THE TASK> Search the data below, and report every line in which "maps" occurs.

INFORMATION SUPPLIED>
PR #5803, opened 2020-01-26
fix: make cornerRadius work for stacked bars with timeUnit

### LINKED ISSUE #5800: cornerRadius doesn't work for stacked bars with timeUnit
Failing spec:

```json
{
  "mark": {"cornerRadiusTopLeft": 2, "cornerRadiusTopRight": 2, "type": "bar"},
  "encoding": {
    "x": {"field": "date", "type": "temporal", "timeUnit": "year"},
    "y": {"field": "price", "type": "quantitative", "aggregate": "average"},
  }
}
```

Symptom: bars don't show up at all.
Note: If we remove the cornerRadius, the spec will work properly.

kanitw:
fix #5800

image

### DIFF
--- a/examples/compiled/stacked_bar_count_corner_radius_config.vg.json
+++ b/examples/compiled/stacked_bar_count_corner_radius_config.vg.json
@@ -48,7 +48,7 @@
         "facet": {
           "data": "source_0",
           "name": "stack_group_main",
-          "groupby": ["month_date"],
+          "groupby": ["month_date", "month_date_end"],
           "aggregate": {
             "fields": [
               "__count_start",
--- a/src/compile/mark/mark.ts
+++ b/src/compile/mark/mark.ts
@@ -174,8 +174,8 @@ function getStackGroups(model: UnitModel) {
       }
     }
 
+    // For bin and time unit, we have to add bin/timeunit -end channels.
     const groupByField = model.fieldDef(model.stack.groupbyChannel);
-    // For bin we have to add bin channels.
     const groupby: string[] = vgField(groupByField) ? [vgField(groupByField)] : [];
 
     if (groupByField?.bin || groupByField?.timeUnit) {
--- a/src/compile/mark/mark.ts
+++ b/src/compile/mark/mark.ts
@@ -174,12 +174,12 @@ function getStackGroups(model: UnitModel) {
       }
     }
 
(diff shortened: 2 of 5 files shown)


src/compile/mark/mark.ts
```diff
@@ -174,12 +174,12 @@ function getStackGroups(model: UnitModel) {
       }
     }
 
+    const groupByField = model.fieldDef(model.stack.groupbyChannel);
     // For bin we have to add bin channels.
```
donghaoren: Consider moving this comment to before the if statement, and describe timeUnit?

examples/compiled/stacked_bar_count_corner_radius_config.vg.json
```diff
@@ -48,7 +48,7 @@
         "facet": {
           "data": "source_0",
           "name": "stack_group_main",
-          "groupby": ["month_date"],
+          "groupby": ["month_date", "month_date_end"],
```
donghaoren: For this particular spec, `month_date_end` is not being used, but I guess it doesn't hurt to add it there?

src/compile/mark/mark.ts
kanitw: Why moving?   Unlike Vega codebase, we prefer to declare things where they are used.

examples/compiled/stacked_bar_count_corner_radius_config.vg.json
kanitw: Yeah, probably doesn't matter. We do generate this as an output from time unit earlier anyway.

src/compile/mark/mark.ts
kanitw: (if you agree, please go ahead and merge. :D)

donghaoren: I thought the comment is describing the what the if statement is doing?

kanitw: oh you mean this if below.

kanitw:
> I just found in the current version (before this PR), if I use "x": {"timeUnit": "month", "field": "date", "type": "ordinal"} it's going to work, but "x": {"timeUnit": "month", "field": "date", "type": "temporal"} is not going to work. It seems like bin is set differently based on whether the type is temporal or ordinal?

Yes, ordinal timeUnit would use ordinal scales rather than continuous scales. :)

PR #5808, opened 2020-01-27
refactor: make channel type more specific

### LINKED ISSUE #5173: Make channel type more specific
In https://github.com/vega/vega-lite/blob/75cbdd52c19ebab8e2b55a101ca1aa782d0ed686/src/encoding.ts#L377, we assume that the channel is of type `Channel | string`. However, it should be of type `keyof Encoding<string>` and `isChannel` should also be a guard for `keyof Encoding<string>`. This way, we would know the type of `channelDef` in https://github.com/vega/vega-lite/blob/75cbdd52c19ebab8e2b55a101ca1aa782d0ed686/src/encoding.ts#L406. 

This is currently blocking https://github.com/vega/vega-lite/pull/5005.

domoritz:
Basically, the idea is to have `Channel` be the type for `Encoding` (normalized) rather than `ExtendedEncoding`.

fixes #5173

### DIFF
--- a/src/channel.ts
+++ b/src/channel.ts
@@ -9,7 +9,14 @@ import {Mark} from './mark';
 import {EncodingFacetMapping, EncodingFacetMapping as ExtendedFacetMapping} from './spec/facet';
 import {Flag, keys} from './util';
 
-export type Channel = keyof Encoding<any> | keyof ExtendedFacetMapping<any>;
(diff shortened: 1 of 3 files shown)


domoritz:
Replaced by https://github.com/vega/vega-lite/pull/6712

PR #5811, opened 2020-01-28
feat: add `band` for `x2`/`y2` 

kanitw:
So we can draw rect from the start of timeunit to its end


src/compile/mark/encode/valueref.ts
```diff
@@ -193,30 +192,33 @@ export function midPoint({
...
-            const channel2 = channel === X ? X2 : Y2;
-            log.warn(log.message.channelRequiredForBinned(channel2));
+      if (isBinning(channelDef.bin) || (band && channelDef.timeUnit)) {
+        // Use middle only for x an y to place marks in the center between start and end of the bin range.
+        // We do not use the mid point for other channels (e.g. size) so that properties of legends and marks match.
+        if (
+          (contains([X, Y], channel) &&
+            isTypedFieldDef(channelDef) &&
+            contains([QUANTITATIVE, TEMPORAL], channelDef.type)) ||
+          contains([X2, Y2], channel)
```
kanitw: Need to check what to do for ordinal case

examples/compiled/layer_falkensee.vg.json
```diff
@@ -127,7 +127,9 @@
         "update": {
           "fill": {"scale": "color", "field": "event"},
           "x": {"scale": "x", "field": "year_start"},
-          "x2": {"scale": "x", "field": "year_end"},
+          "x2": {
```
kanitw: This is definitely wrong.

kanitw:
Let's revisit this in https://github.com/vega/vega-lite/issues/6248

PR #5812, opened 2020-01-28
docs: fix {:#repeat-ref} anchor in field.md

keckelt:
This `repeat-ref` keyword  is [showing up in the docs](https://vega.github.io/vega-lite/docs/field.html):
image

As the number is in the code anyway, I thought it is safe to remove it but it is referenced in [vega-lite/site/_data/link.yml#L299-L300](https://github.com/keckelt/vega-lite/blob/e0c6eac22954d91dfe0061f73e927cd0a6d9e498/site/_data/link.yml#L299-L300) and I'm not really sure what that does.

I can remove the anchor there as well or change the code here so that the anchor works again (with a little help 😉  )


kanitw:
The right fix is to add line breaks between the headers and the anchor.

kanitw:
Thanks for noticing the issue! :)

PR #5780, opened 2020-01-21
fix: properly support utc timeunits.

haldenl:
Fixes #5777

PR #5821, opened 2020-01-29
docs: correct + update utc related examples

haldenl:
Looks like #5780 didn't properly regenerate examples.


domoritz:
Screen Shot 2020-01-29 at 11 03 01

kanitw:
The examples are correct, not sure which one is incorrect. I'd recommend looking at each of them in the docs.

domoritz:
Okay. I was just confused that the first example changes the label angle. It doesn't look good to me.

kanitw:
> Okay. I was just confused that the first example changes the label angle. It doesn't look good to me.

The old label was bad anyway.

PR #6289, opened 2020-04-06
Refactor axis angle / labelAlign/Baseline

kanitw:


domoritz:
Do you want the example to change in a refactor pull request?

kanitw:
Normally no, but there is only one changing example and it seems to look better, so maybe it's fine?

src/util.ts
```diff
@@ -397,7 +397,7 @@ export function isInternalField(name: string) {
  * Normalize angle to be within [0,360).
  */
 export function normalizeAngle(angle: number) {
-  return ((angle % 360) + 360) % 360;
+  return angle !== undefined ? ((angle % 360) + 360) % 360 : undefined;
```
domoritz, line 400: I think normal ifs make code more understandable. Ternaries make sense when you assign to a variable. 

```suggestion
  if (angle === undefined) {
  	return undefined;
  }
  return ((angle % 360) + 360) % 360;
```

PR #6295, opened 2020-04-07
docs: update wind example

### LINKED ISSUE #6231: Windmap image broken
Screen Shot 2020-03-31 at 23 33 38

domoritz:
towards #6231


kanitw:
Convert to draft? since I still can't preview the SVGs and you say in https://github.com/vega/vega-lite/issues/6231#issuecomment-610682431 that this doesn't fix the problem.

domoritz:
I fixed the data parsing. This still does not solve the image generation for some reason but it's an improvement nonetheless.

domoritz:
I filed https://github.com/vega/vega/issues/2662 for the rendering issue.

kanitw:
FWIW, I'm not convinced that we should project it since we don't show other maps elements anyway, so adding projection only adds complexity to this example.


If we do overlay this windmap on top of actual maps, then it makes more sense to project?

jwoLondon:
I think projection is important at this scale because it is generally bad practice to perform a (lng,lat) -> (x,y) projection when geographic distance between neighbouring cells noticeably varies.

kanitw:
Thanks @jwoLondon.  Ok let's merge this.

PR #6305, opened 2020-04-08
refactor: make axis rule logic not require casting + fix uncovered issues

kanitw:


src/compile/axis/assemble.ts
```diff
@@ -194,7 +194,7 @@ export function assembleAxisSignals(model: Model): NewSignal[] {
   for (const channel of POSITION_SCALE_CHANNELS) {
     if (axes[channel]) {
       for (const axis of axes[channel]) {
-        if (!axis.get('gridScale')) {
+        if (!axis.get('disable') && !axis.get('gridScale')) {
```
kanitw, line 197: FYI, this is the line that's causing example changes.

I added this because without it, it's also changing several more examples.  

Adding this condition is more correct since the affected examples shouldn't need the width/height signals anyway.

PR #6309, opened 2020-04-09
 refactor: consolidate labelAlign logic for x and y

kanitw:


kanitw:
The example changes seem to be improving.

RESULT OF THE TASK>
FWIW, I'm not convinced that we should project it since we don't show other maps elements anyway, so adding projection only adds complexity to this example.
If we do overlay this windmap on top of actual maps, then it makes more sense to project?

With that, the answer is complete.